■ **Exercise goal**: Go through the lines below and copy any that hold the string "behaviour".

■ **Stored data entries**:
PR #3505, opened 2021-06-11
exclude dependabot push events from release workflow

minrk:
it's failing in the tag calculation action

maybe the action itself should do something special to avoid dependabot branches?

### DIFF
--- a/.github/workflows/release.yml
+++ b/.github/workflows/release.yml
@@ -5,6 +5,8 @@ name: Release
 # but only publish to PyPI on tags
 on:
   push:
+    branches:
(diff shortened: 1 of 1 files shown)


consideRatio:
@manics developed a feature flag for the tag calculator action called `branchRegex`, documented [here](https://github.com/jupyterhub/action-major-minor-tag-calculator#optional-input-parameters). It is my understanding that if we use that to detect specific branches we can avoid the error.

I think this change is good by itself also though as dependabot will also create a PR and otherwise trigger duplicate workflow runs.

PR #3508, opened 2021-06-11
[rbac] Fix self scope list

minrk:
adding `read:` to everything isn't right because not everything has a `read:` counterpart and not every `read:` has a write counterpart

includes a test verifying that every scope has a definition


0mar (approved):
Looks good!

PR #3509, opened 2021-06-13
release docker workflow: 'branchRegex: ^\w[\w-.]*$'

manics:
If a branch-name is not a valid docker tag use a default instead. See https://github.com/jupyterhub/jupyterhub/pull/3505

Question: revert #3505 or not?


consideRatio:
Dependabot will trigger workflows to run via PR trigger anyhow, so let's not revert that PR.

PR #3513, opened 2021-06-15
[rbac] Refactored scope names

0mar:
# Refactored scope names
Most of the RBAC scopes are constructed in such a way that `<resource>:<subresource>` requires a subset of the permissions of `<resource>`. This PR fixes this for all scopes, renaming potentially confusing scope names such as `users:servers` (that is not actually a subscope of `users`) to `servers`. The documentation has been updated to reflect this. 

In addition, the generation of the scope description in the REST API is now generated from the source code.


minrk:
We seem to have introduced a couple of flaky tests, but I don't think it's related to this PR, so going to go ahead and merge.

docs/rest-api.yml
```diff
@@ -17,38 +17,53 @@ securityDefinitions:
...
+      all: Everything that the token-owning entity can access _(metascope for tokens)_
+      admin:users:
+        Read, write, create and delete users and their authentication state,
+        not including their servers or tokens.
+      admin:auth_state: Read a user’s authentication state.
+      users:
+        Read and write permissions to user models (excluding servers, tokens
+        and authentication state).
+      read:users:
+        Read user models (excluding including servers, tokens and authentication
```
manics, line 34: `excluding` or  `including`?

docs/rest-api.yml
```diff
@@ -700,7 +745,7 @@ paths:
       summary: Get a service by name
       security:
         - oauth2:
-            - read:services
+            - read:services - read:services:name - read:roles:services
```
manics, line 748: Is this meant to be a list- if so it should be split over multiple lines.

manics (commented):
@0mar @minrk I've spotted a couple of errors in the `rest-api.yml` doc

docs/rest-api.yml
0mar: Good catch, thanks!

docs/rest-api.yml
0mar: Excluding; access to servers, tokens and auth_state info is not granted with the `read:users` scope

PR #4991, opened 2025-01-28
Add $JUPYTERHUB_XSRF_ANONYMOUS_{IP_CIDRS|HEADERS} config for managing anonymous xsrf ids

minrk:
almost certainly proxy ips, which don't solve the problem anyway, and can change due to multiple proxy replicas

maybe closes https://github.com/jupyterhub/zero-to-jupyterhub-k8s/issues/3422 for most users. A case where it wouldn't is a proxy outside the cluster/LAN, where the proxy's own ip is a global ip. For that, we'd need a more full opt-out of using ips.

### DIFF
--- a/jupyterhub/_xsrf_utils.py
+++ b/jupyterhub/_xsrf_utils.py
@@ -12,12 +12,10 @@ import base64
 import hashlib
 import os
 from http.cookies import SimpleCookie
-from ipaddress import ip_address
+from ipaddress import ip_address, ip_network
 
 from tornado import web
 from tornado.log import app_log
-
-from jupyterhub.utils import _bool_env
 
 
 def _get_signed_value_urlsafe(handler, name, b64_value):
@@ -235,7 +233,22 @@ def check_xsrf_cookie(handler):
 
 
 # allow disabling using ip in anonymous id
-_anonymous_use_ip = _bool_env("JUPYTERHUB_XSRF_ANONYMOUS_USE_IP", default=True)
+def _get_anonymous_ip_cidrs():
+    """
+    List of CIDRs to consider anonymous from $JUPYTERHUB_XSRF_ANONYMOUS_IP_CIDRS
+
+    e.g. private network IPs, which likely mean proxy ips
+    and do not meaningfully distinguish users
+    (fixing proxy headers would usually fix this).
+    """
+    cidr_list_env = os.environ.get("JUPYTERHUB_XSRF_ANONYMOUS_IP_CIDRS")
+    if not cidr_list_env:
+        return []
+    return [ip_network(cidr) for cidr in cidr_list_env.split(";")]
+
+
+_anonymous_ip_cidrs = _get_anonymous_ip_cidrs()
+
 # allow specifying which headers to use for anonymous id
 # (default: User-Agent)
 # these should be stable (over a few minutes) for a single client and unlikely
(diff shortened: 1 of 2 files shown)


manics:
Does this potentially open up a vulnerability with [CGNAT](https://en.wikipedia.org/wiki/Carrier-grade_NAT)?

minrk:
I believe `is_private` is False for CGNAT, so there is no change in behavior for those IPs. These values don't need to be perfect (e.g. everyone in a room behind the same router will have the same ip). The main goal is to limit the portability of xsrf cookies to mitigate things like cookie tossing.

minrk:
I added a couple of environment variables $JUPYTERHUB_XSRF_ANONYMOUS_USE_IP and $JUPYTERHUB_XSRF_ANONYMOUS_ID_HEADERS to influence how the anonymous id is computed. I did this because it's influencing a top-level utility function and traitlets-style config will be a bit of a pain to get a Configurable instance properly loaded. But not impossible, if folks think standard config would be better here. The unique anonymous id can be fully disabled with:

```bash
JUPYTERHUB_XSRF_ANONYMOUS_USE_IP=0
JUPYTERHUB_XSRF_ANONYMOUS_ID_HEADERS=
```

in which case an xsrf cookie for one client is valid for all clients (assuming client is _not_ authenticated), which opens a path to cookie tossing.

jupyterhub/_xsrf_utils.py
```diff
@@ -230,6 +234,17 @@ def check_xsrf_cookie(handler):
         )
 
 
+# allow disabling using ip in anonymous id
+_anonymous_use_ip = _bool_env("JUPYTERHUB_XSRF_ANONYMOUS_USE_IP", default=True)
```
samyuh, line 238: Shouldn't we use `JUPYTERHUB_XSRF_ANONYMOUS_USE_IP` with False by default to avoid any security problem and keep the old behaviour?

I think this problem is more likely to occur in k8s deployment, so we can set this property to True on the chart side.

minrk: I don't think so. True means keeping the current behavior by default, where the ip is used, which is correct most of the time (including in most z2jh deployments). Only where proxy headers don't properly propagate does this problem come up.

manics: Doesn't this default change the behaviour on internal networks, since all private IPs are treated as one?

minrk: Yes, it does. I'm not particularly concerned about that case, since it only affects the non-portability of the xsrf cookies for login, i.e. for cookie tossing scenarios. I don't think that would really be an issue for private network deployments.

manics: I still don't feel comfortable with treating all private IPs as one, but I'm not going to block merging this if others are happy.

As one possible alternative could we replace `JUPYTERHUB_XSRF_ANONYMOUS_USE_IP` with something like `JUPYTERHUB_XSRF_ANONYMOUS_<SOMETHING>_CIDRS` which defaults to empty (so no change to current mainline behaviour), but setting it to a CIDR would treat any IP in that CIDR as identical for the XSRF check? Then the equivalent of `JUPYTERHUB_XSRF_ANONYMOUS_USE_IP=False` would be `JUPYTERHUB_XSRF_ANONYMOUS_<SOMETHING>_CIDRS="0.0.0.0/0"`

minrk: I implemented your suggestion as `JUPYTERHUB_XSRF_ANONYMOUS_IP_CIDRS`. When a CIDR matches, the matching CIDR is used in the hash instead of the ip (so e.g. access from multiple flattened networks is still non-transferrable across networks), and it is now opt-in.

That means https://github.com/jupyterhub/zero-to-jupyterhub-k8s/issues/3422 is no longer fixed by default, but it is _fixable_ and we may be able to make it fixed by default in z2jh, I _think_.

manics (approved):

PR #4995, opened 2025-02-03
make sure 'kind' shows up in rest api

minrk:
it's present in 'discriminator', but not mentioned explicitly in either model, so it's not visible in the generated docs


consideRatio (approved):

consideRatio:
Unrelated link-check failure it seems, mysql.com gives 403 but it works for me, so perhaps a blocked IP

PR #4996, opened 2025-02-03
Added data-server-name to add confirmation feature before deleting jupyterhub server

Sayanchk1:


Sayanchk1:
Will raise another with sone changes

minrk:
@Sayanchk1 you can keep pushing updates to your branch for a given PR and the PR will be updated, you do not need to close pull requests to make changes. Opening the PR is only the _start_ of the conversation, not a final patch. That way we can keep all the discussion and review in one place.

See more in the [github docs](https://docs.github.com/en/pull-requests/collaborating-with-pull-requests/proposing-changes-to-your-work-with-pull-requests/creating-a-pull-request#making-changes-to-files-in-your-pull-request).

PR #4997, opened 2025-02-03
Added confirmation feature before deleting any jupyterhub server

Sayanchk1:


manics:
I think adding a confirmation dialog is reasonable (should we make it optional?). It should be a React component though to fit in with the rest of the UI.

Sayanchk1:
I think we need to have a confirmation dialog box because we have seen if by mistake we click on delete , the server will be gone, we can't recover it. Having a confirmation dialog stleast give a chance to cancel the delete request. I have tested this feature and it works fine

Sayanchk1:
Will raise another with some changes

PR #5002, opened 2025-02-07
Add env vars and docs to help with debugging browser tests

manics:
I've often run playwright in headed mode for debugging tests, adding the environment variables means you don't need to temporarily edit `conftest.py`.


manics:
Maybe the env-vars could be replaced by custom pytest cmdline args instead? https://docs.pytest.org/en/stable/example/simple.html#pass-different-values-to-a-test-function-depending-on-command-line-options
I'll see if I can get it working.

manics:
I discovered the pytest plugin already adds some arguments. For some reason they weren't being respected. https://playwright.dev/python/docs/test-runners#cli-arguments says it's due to us creating a new context but I couldn't get it to work with the default context, so I've added explicit handling for some arguments.

manics:
Except we don't require the playwright-pytest plugin.... and given that it doesn't seem to be working with our current setup there's no point at the moment. I could add options like `parser.addoption("--headed", ...)` to mimic them, but that'll conflict if someone does have the playwright-pytest plugin installed.

minrk:
Makes sense! Feel free to add the pytest-playwright plugin if you think that would simplify things, or not.

jupyterhub/tests/browser/conftest.py
```diff
@@ -6,12 +6,45 @@
...
+    return dict(
+        (opt, request.config.getoption(f"--{opt}"))
+        for opt in ["headed", "slowmo", "videodir"]
+    )
+
+
 @pytest.fixture()
-async def browser():
+async def browser(cmdoptions):
+    print(cmdoptions)
```
minrk, line 39: print

minrk (approved):
feel free to merge when ready

PR #5006, opened 2025-02-16
doc: read:users only includes server not servers

manics:
The `read:users` scope only includes whether the default server is running or not, it doesn't include any server models which are under `servers`


jupyterhub/scopes.py
```diff
@@ -64,7 +64,7 @@
         'subscopes': ['read:users:name'],
     },
     'read:users': {
-        'description': 'Read user models (including servers, tokens and authentication state).',
+        'description': 'Read user models (including state of the default server, tokens and authentication state).',
```
minrk, line 67: Thanks for noticing! Neither tokens nor auth state are covered by read:users either, so this somehow got quite inaccurate. It is also not the _state_ of the default server (server_state is a thing covered by its own scope), but rather its URL if it's running. How about:

```suggestion
        'description': 'Read user models (including the URL of the default server if it is running).',
```

PR #5007, opened 2025-02-17
MockHub: randomize hub and proxy API ports

manics:
Without this MockHub uses a random public port, but it still uses fixed internal ports.

This should means you can run JupyterHub locally, and also run some pytests locally, without conflicting ports.

### DIFF
--- a/jupyterhub/tests/mocking.py
+++ b/jupyterhub/tests/mocking.py
@@ -246,6 +246,13 @@ class MockHub(JupyterHub):
         if 'allow_all' not in self.config.Authenticator:
             self.config.Authenticator.allow_all = True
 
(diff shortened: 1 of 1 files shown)


jupyterhub/tests/mocking.py
```diff
@@ -246,6 +246,13 @@ def __init__(self, *args, **kwargs):
         if 'allow_all' not in self.config.Authenticator:
             self.config.Authenticator.allow_all = True
 
+        if 'api_url' not in self.config.ConfigurableHTTPProxy:
```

■ **Your solution**:
samyuh, line 238: Shouldn't we use `JUPYTERHUB_XSRF_ANONYMOUS_USE_IP` with False by default to avoid any security problem and keep the old behaviour?
manics: Doesn't this default change the behaviour on internal networks, since all private IPs are treated as one?
As one possible alternative could we replace `JUPYTERHUB_XSRF_ANONYMOUS_USE_IP` with something like `JUPYTERHUB_XSRF_ANONYMOUS_<SOMETHING>_CIDRS` which defaults to empty (so no change to current mainline behaviour), but setting it to a CIDR would treat any IP in that CIDR as identical for the XSRF check? Then the equivalent of `JUPYTERHUB_XSRF_ANONYMOUS_USE_IP=False` would be `JUPYTERHUB_XSRF_ANONYMOUS_<SOMETHING>_CIDRS="0.0.0.0/0"`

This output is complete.